Sie berichten von Seelsorgern (meistens Pfarrern), die in ihrer eigenen kleinen Welt leben und ihre Gemeinden – vor allem die Jugendlichen – links liegen lassen und bestenfalls ignorieren. Von Priestern, die inbrünstig Liturgie feiern und Sakramente spenden, sich aber nicht um Seelen sorgen. Von Pfarrern und Kaplänen, die ihre Ministranten zwar als Statisten im Gottesdienst sehen möchten, aber nicht verstehen, dass die Kinder und Jugendlichen sich mehr wünschen. Dass sie mehr brauchen: Unterstützung. Wertschätzung. Respekt. Seelsorge! Während die Minis wenigstens in manchen Fällen noch ab und an ein fades „Danke“ hören, wird Jugendlichen aus Verbänden gleich die kalte Schulter gezeigt. Die sind eh’ nichts wert…

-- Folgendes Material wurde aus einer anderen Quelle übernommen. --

PR #7174, opened 2021-06-30
Add `rule_dir` to rule rendering in test-rule-dir-json

JAORMX:
This is missing to be able to render some macros such as
`openshift_filtered_path`

### DIFF
--- a/utils/rule_dir_json.py
+++ b/utils/rule_dir_json.py
@@ -93,7 +93,9 @@ def handle_rule_yaml(product_list, product_yamls, rule_id, rule_dir, guide_dir):
     prod_type = product_list[0]
     product_yaml = product_yamls[prod_type]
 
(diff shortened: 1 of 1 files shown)


cipherboy:
Hey Juan! :-) Always nice to see people using some of the utils I've built. :-) If you don't mind me asking, what are you using it for?

There are some limitations with `rule_dir.json`, so perhaps it might be worth evaluating if we want to improve it?

ggbecker:
> Hey Juan! :-) Always nice to see people using some of the utils I've built. :-) If you don't mind me asking, what are you using it for?
> 
> There are some limitations with `rule_dir.json`, so perhaps it might be worth evaluating if we want to improve it?

This is actually connected to a bug fixed in our tests: https://github.com/ComplianceAsCode/content/pull/7176

:)

cipherboy:
Ahhhh ok :) No matter then!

Da erzählen mir engagierte junge Leute und Erwachsene, dass sie das Gespräch mit ihren Pfarrern gesucht haben. Dass sie Unterstützung angeboten haben und abgewiesen wurden. Dass sie um Hilfe gebeten haben, aber nicht gehört worden sind. Diejenigen, die es gewagt haben, Kritik zu äußern, werden mit Verachtung gestraft. Wie kann man es wagen, einen Priester zu kritisieren?

Wie kann ich es wagen, all das hier zu schreiben? Wie kann ich es wagen, meine Mitbrüder und Kolleg/innen öffentlich zu kritisieren?
Ich wage es. Weil ich ratlos bin und keine andere Lösung finde. Die (jungen) Leute schreiben mich an, weil sie nicht wissen, an wen sie sich sonst wenden sollen. Ich hoffe, dass wenigstens der Ein oder Andere sich angesprochen fühlt und das zum Anlass nimmt, seine Art der „Seelsorge“ zu hinterfragen.

Liebe Mitbrüder, liebe Seelsorger/innen. Die jungen Leute (und auch manche Erwachsene) schreiben mir, dass sie kurz davor sind, alles hinzuschmeißen. Dass sie Angst haben, ihren Glauben zu verlieren, weil sie sich in ihrer Pfarrei verlassen fühlen – wie Schafe, die keine Hirten haben. Dass sie geistlich am Verhungern sind.
Lasst nicht zu, dass das passiert. Nehmt Eure Verantwortung ernst. Hört zu. Macht die Augen auf. Seid Seelsorger/innen.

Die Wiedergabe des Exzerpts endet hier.